Sunday, April 7, 2013

Sabastiya: A Happy Ending

A tourist in Sabastiya's Roman ruins

My second trip to Sabastiya was on a sunny day in early April.  “Sabastiya Demonstration” was what our calendar read, but we’d received a telephone call the day before to tell us that there would be no demonstration– the sewage from the neighboring settlement of Shave Shomeron was no longer flooding Sabastiya’s fields!

Ahmad Kayed is a happy man!
This was good news indeed – and we wanted to learn more.  So we drove up the hill from the main road to meet with Ahmad Kayed, coordinator for the “Popular Committee for Sabastiya,” who had organized the demonstrations that led to this result.  Kayed was a happy man indeed.  He greeted us jubilantly, and invited us to climb the hill behind the city to view the old Roman ruins.  The remains of a theatre, a basilica, a forum, a tower, a temple and several churches were easily identifiable amidst the yellow daisies and purple thistle that bloomed on the hillside and, for a time, we became tourists, climbing the ruins and snapping photos!

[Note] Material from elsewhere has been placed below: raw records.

PR #1419, opened 2026-04-27
fix: empty diff with only hidden CDK metadata changes requests approval from user without explanation

orien:
## Context

When deploying with the changeset method, it's possible for the changeset to be non-empty (not a CloudFormation no-op) while the diff presented to the user shows nothing. This happens when the only template differences are `AWS::CDK::Metadata` resources or `CheckBootstrapVersion` rules — both of which are filtered by `obscureDiff()` unless `cdk diff --strict` is passed.

The user sees a blank "There were no differences" message, then is prompted to approve the deployment with no explanation of why; very confusing.

## Changes

In `DiffFormatter.formatStackDiffHelper()`, capture whether the diff was non-empty before `obscureDiff()` runs. If `obscureDiff()` filtered everything away, append a grey hint to the "no differences" message:

> There were no differences *(CDK metadata changes were hidden, run cdk diff --strict to show)*

This applies everywhere `formatStackDiff()` is called: `cdk diff`, the deploy approval prompt, and `cdk import`.

## Consequences

Users will have a clear signal explaining why the diff appears empty and how to see the full picture. The `--strict` flag is specific to `cdk diff` and already exists to show these changes; this change makes users aware of it when it's relevant.

---
_By submitting this pull request, I confirm that my contribution is made under the terms of the Apache-2.0 license._

### DIFF
--- a/packages/@aws-cdk-testing/cli-integ/tests/cli-integ-tests/diff/cdk-cdk-diff-doesnt-show-resource-metadata-changes.integtest.ts
+++ b/packages/@aws-cdk-testing/cli-integ/tests/cli-integ-tests/diff/cdk-cdk-diff-doesnt-show-resource-metadata-changes.integtest.ts
@@ -14,8 +14,9 @@ integTest(
       },
     });
 
-    // Assert there are no changes
+    // Assert no visible changes, but hint indicates hidden metadata changes
     expect(diff).toContain('There were no differences');
+    expect(diff).toContain('CDK metadata changes were hidden, run cdk diff --strict to show');
   }),
 );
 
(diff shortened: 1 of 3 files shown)


mrgrain (approved):

mrgrain:
@orien thanks for the fix! there appears to be another integ test failing.

orien:
Thanks, I'll fix it up.

orien:
I've reverted the change to the metadata integration test, since it tests a different scenario.

An integration test will require adding a dedicated fixture stack to the app and deploying it to AWS, I'm not convinced this change is worth it.

PR #1920, opened 2026-09-01
feat: exclude stacks from the selection with `!` patterns

### LINKED ISSUE #758: aws-cdk: Add --except flag in CDK CLI
### Describe the feature

cdk diff, cdk synth, cdk deploy all have option either to deploy all or deploy specific stack.

There must be an option where I do a cdk diff --except abc-stack where it does a diff for all the stacks except abc-stack.

### Use Case

When you create cdk during ci/cd pipeline, there might be situations where you will first create 4 stacks and 1 stack will be dependent on the output of those 4 stacks created which we might reference resources.

Example, in my case - 
1. I create VPC, Elastic Beanstalk.
2. This elastic beanstalk creates an internal ALB.
3. I need a privatelink connectivity to this internal ALB so I create an NLB in another stack.
4. To reference the ALB created, we need to get information like VPC of the ALB etc to create NLB in. 
5. We use fromLookup with Beanstalk Env name/tag to do that (since Beanstalk does not provide output for Load Balancer properties).
6. We also add ALB to NLBs Target Group which Requires ALB Construct.

In this case, if I do a diff during my first run, it will fail since my ALB with Beanstalk has not been created to populate the Context using fromLookup.

### Proposed Solution

cdk diff --except abc-stack 
cdk deploy --except abc-stack 
cdk synth --except abc-stack 

So either I create 2 stages where I do cdk diff --except nlb-stack and cdk deploy --except nlb-stack in 1st stage and cdk diff nlb-stack and cdk deploy nlb-stack in 2nd stage in my ci cd pipeline.

### Other Information

_No response_

### Acknowledgements

### CDK version used

2.99.1

MacOS

### LINKED ISSUE #1908: (cli): only one stack exclusion pattern takes effect

badmintoncryer:
Fixes #1908
Resolves #758

Implements @mrgrain's snippet from #1909. (That PR could not be reopened after the force push, so this is a new one.)

`picomatch.parse().negated` splits the patterns into positives and negations, and the selection is OR over the positives, AND over the negations. Every pattern is compiled exactly as picomatch defines it - a negated matcher accepts the stacks that survive it - so nothing is ever stripped or rewritten, and `!(A|B)` stays an extglob.

```console
$ cdk ls '!Prod/Canary' '!Prod/StackB'   # before: all 4 stacks
DevStack
Prod/StackA
```

Two changes from the snippet:

- `scan().negated` reports `true` for `!!Stack` where picomatch matches it as a positive, and slicing the `!` prefix off turns `'!'` into an empty pattern that picomatch refuses to compile. `parse().negated` is the flag the matcher itself uses, and compiling the raw pattern sidesteps the rest.
- `positives.length === 0` meaning "everything" would make `patterns: []` select every stack, which `select behavior: none` in `cloud-assembly.test.ts` pins down. Now it needs at least one negation.

Also:

- Patterns without `!` are unchanged and no existing test needed changes. The new selection is always a subset of the old one, so the change only ever narrows: anyone leaning on the union bug, e.g. `'Prod/*' '!Prod/Canary'`, will stop deploying `Canary`. That is the point of the fix, but say the word if you'd rather have it warn for a release first.
- The `does not exist` warning compared each raw pattern against the selection it produced. With subtraction in play that turns false (`'Stack1' '!Stack1'` would warn that `Stack1` does not exist), so patterns are now checked against the assembly, negations with the `!` off - which also gets `destroy '!stack1'` its casing suggestion.
- Excluding a dependency of a selected stack does not drop it, `--exclusively` still does. Test + README.

toolkit-lib only, so `deploy` / `diff` / `synth` / `destroy` / `ls` all get this.

### Checklist

---


packages/@aws-cdk/toolkit-lib/lib/api/cloud-assembly/private/stack-assembly.ts
```diff
@@ -267,6 +266,43 @@ export class StackAssembly implements IReadableCloudAssembly {
...
+ * `!`s cancels out, as it does in picomatch itself.
+ */
+function parsePattern(pattern: string) {
+  const { prefix, input } = picomatch.scan(pattern);
+
+  return {
+    source: pattern,
+    excludes: prefix.replace(/[^!]/g, '').length % 2 === 1,
+    glob: input.slice(prefix.length),
+  };
```
mrgrain: Right. We really really don't want this kind of code. It's a code smell and seems to indicate that we are trying to shoehorn something into picomatch that doesn't work. Thanks for catching the edge cases though.

Sounds like there's a bug in picomatch with regards to scan and negate? Should we try and fix this upstream?

packages/aws-cdk/README.md
```diff
@@ -293,6 +293,18 @@ In order to deploy them, you can list the stacks you want to deploy. If your app
...
+
+```console
+$ # every stack except NlbStack
+$ cdk deploy '!NlbStack'
+
+$ # every stack under Prod, except the canary
+$ cdk deploy 'PipelineStack/Prod/**' '!PipelineStack/Prod/Canary'
+```
+
+The selection is the union of the other patterns, minus everything the exclusions match; `!(...)` is extglob syntax, not an exclusion. When you only pass exclusions, they apply to every stack in the app. Note that `--all` cannot be combined with patterns, so use `**` when you want to spell out the starting point. Stacks that a selected stack depends on are still added to the deployment even if you excluded them; pass `--exclusively` (`-e`) to keep them out.
```
mrgrain: "`!(...)` is extglob syntax, not an exclusion." this is probably correct, but not sure what it is supposed to mean 😅 

"When you only pass exclusions, they apply to every stack in the app." similar here.

But don't worry about it. I'll adjust this before me merge.

mrgrain (changes requested):
Hmm. Not as easy as I hoped.

packages/@aws-cdk/toolkit-lib/lib/api/cloud-assembly/private/stack-assembly.ts
badmintoncryer: Thanks. I've realized that Picomatch provides a `parse()` function that can correctly parse both `!A`(`negated`=`true`) and `!!A`(`negated`=`false`). I've updated to use this function, and I'll check it later. Please wait a while.

packages/aws-cdk/README.md
badmintoncryer: Thank you so much...

packages/@aws-cdk/toolkit-lib/lib/api/cloud-assembly/private/stack-assembly.ts
badmintoncryer: I've checked it over and this looks right to me now. Could you take another look?

packages/@aws-cdk/toolkit-lib/lib/api/cloud-assembly/private/stack-assembly.ts
```diff
@@ -267,6 +271,30 @@ export class StackAssembly implements IReadableCloudAssembly {
...
+ * Match the stacks a set of patterns selects: OR over the selecting patterns,
+ * AND over the negated ones. Every pattern is compiled exactly as picomatch
+ * defines it - a negated matcher accepts the stacks that survive it - and
+ * `parse().negated` decides which group a pattern belongs to.
+ *
+ * Negations on their own start from every stack, so `!Stack` selects every
+ * stack but that one. No patterns at all still selects nothing.
+ */
+function matcherFor(patterns: string[]): (hierarchicalId: string) => boolean {
+  const matchers = patterns.map(pattern => ({ negates: picomatch.parse(pattern).negated, matches: picomatch(pattern) }));
```
mrgrain: looks like `picomatch(pattern, undefined, true).state` is the same result as `picomatch.parse(pattern)` so we can save a parse here.

packages/@aws-cdk/toolkit-lib/lib/api/cloud-assembly/private/stack-assembly.ts
```diff
@@ -267,6 +271,30 @@ export class StackAssembly implements IReadableCloudAssembly {
...
+  const positives = matchers.filter(matcher => !matcher.negates);
+  const negatives = matchers.filter(matcher => matcher.negates);
```
mrgrain: this probably can be a single loop (`for ... each` or `Array.reduce`).

mrgrain (changes requested):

Panoramic view from Sabastiya hilltop

Camel Rides for Tourists
Back down the hill, we took coffee overlooking a broad plaza where tourists came to start their explorations of the area.  Shops offered souvenirs and food; a saddled camel stood ready to give rides.  We saw very few tourists in this place that once, we were told (before the intifadas, before the Wall), was a major draw, attracting visitors from Europe, the US and across the globe.

But the sewage was foremost on Kayed’s mind, and he was eager to tell his story.  “Wednesday morning, I got a call from a farmer who saw bulldozers going to the area where the sewage was [being dumped],” he said, “I went to the area to see, and saw that the sewage was stopped.”

A call to the office of the local governor confirmed that the sewage flow was, indeed, closed off   – and apparently had been done so quietly, without fanfare.  Kayed says that this is the first time a Palestinian village has seen the cessation of dumping settlement sewage on farmland, and he attributes the publicity attracted by the demonstrations.

The weekly demonstrations started in early March; only four had been held, but they were well-attended by a lot of internationals, and press coverage had been good.  Kayed also credits Sabastiya’s long history as an important archeological site and tourist attraction as a factor in stopping the sewage.  “Strong is the one who uses his mind,” he says.
Visitors to Sabastiya can now enjoy Roman ruins, like this 1st century church!

It is, as someone commented on my Facebook page, “a sad day when we have to consider the end of sewage dumping on a village to be good news.”  Still, in Palestine, one takes what one can get.  And, for now, for Sabastiya, the good news is that the farmers can now start the process of renewing their land.